第8話 再会
今日も私はエルフの授業に参加していた。
「今回もロックトータスを倒してもらいます。
しかし使う魔法は土魔法でお願いします。」
「私がやります。」
いつも通り真っ先にランが手を挙げた。
「では始めてください」
ランは最初土魔法で大きな岩を作ろうとしたが、うまく発動せずに魔力をロックトータスに吸い取られ、岩でできた体が大きくなっていた。
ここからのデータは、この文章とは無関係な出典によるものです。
PR #77, opened 2024-03-28
FirestoreDatabase.kt with all the prints replaced by logs

### LINKED ISSUE #66: Explore logging
See how we can use a logger instead of basic print statements.

* See how we can log into a file
* See how we can handle logging levels (debug, info, ...)
* See if some library pollutes the logs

「ロックトータスの近くで魔力の土魔法への変換をしようとするとその変換を自身の体の修復、強化に使われてしまいます。
遠くで変換してから攻撃に用いるのが得策でしょう」
その後彼女はロックトータスのかなり上の方に大きな岩の塊を作り出し、重力に任せてロックトータスを押しつぶして倒した。
今までエルフの授業に参加して分かったことがある。
ランという少女は同年代と比べてかなり魔力量が多い。
そのため今回のように物質量の大きい岩で無理やり押しつぶす方法が可能なのだろう。
「他にやりたいものはいますか?まだロックトータスはありますよ。」
誰も手を上げなかった。
あの魔力の使い方を見て次にしたいというものはまあいないだろう。
「あなたがやったらいいんじゃないのソラ(シャミ―ニア)。」
みんなが一斉にこっちを向いてきた。
「前の授業の時も参加したし今回は遠慮するよ。土魔法もよくわらないし」
「別にあなたは人でこの授業も貴重な機会なんだし遠慮することはないわ。
それに前回も風魔法はあまり使えない感じなのにできたじゃない」
妙に突っかかってくる。
別に目立ちたいわけじゃないからあまり気乗りがしないがここまで言われて参加しないのも変に目立つ仕方がない。
「分かりました。」
私にはあんなに魔力量がないので同じようなやり方はできない。どうする?
その時昔の記憶がよみがえった。
勇者たちが魔の山脈に穴を開け攻めてきたとき、やつらは土魔法で非常に石レベルの小さな大きさを作り出し飛ばすことで、私や私の母を貫いていた。
私は同じようにイメージして石並みの大きさを作り出す。
「・・・これは!」
ラルフ先生が言った。
そのまま放った。
小さく作った球はロックトータスの甲羅を貫いた。だがそれだけだった。
「そんな小さな量しか土魔法で生成できなかったの?」
馬鹿にした物言いだっただが
「いや違う。できるだけ中心に集めるように生成することでその分密度を高めて貫通力を上げている」
背後からそう聞こえた。
そういったのは魔導士のジョセーヌだった。
あの時執拗に私を追って攻撃し、
彼女と共にする勇者たちが私のお母さんを殺した。
淡々と集団の暴力で殺した。
なんであいつがここにいるんだ。
「できるだけ大きく生成して敵を攻撃するストーンボール、貫通力を上げるため先端を鋭くして飛ばすストーンスピア、そしてさらに貫通力を上げるために出来るだけ密度を大きく、大きさを小さくした『ストーンバレット』、バレットとは小さいを表す単語『ェット』と球を表す『ボール』を合わせて作られた言葉だ」
「ジョセーヌ姉さん!」
ランはそういってジョセーヌに近づいた。
「久しぶりに帰ってきたよ。今まで勇者たちに散々とこき使われたよ」
あの時は黙々とただ私たちを倒すために動いてたやつが平然としていた。
二人とも笑顔で再会を喜んでいる。
私は自分の気持ちが表情に出ないようにするのが精一杯だった。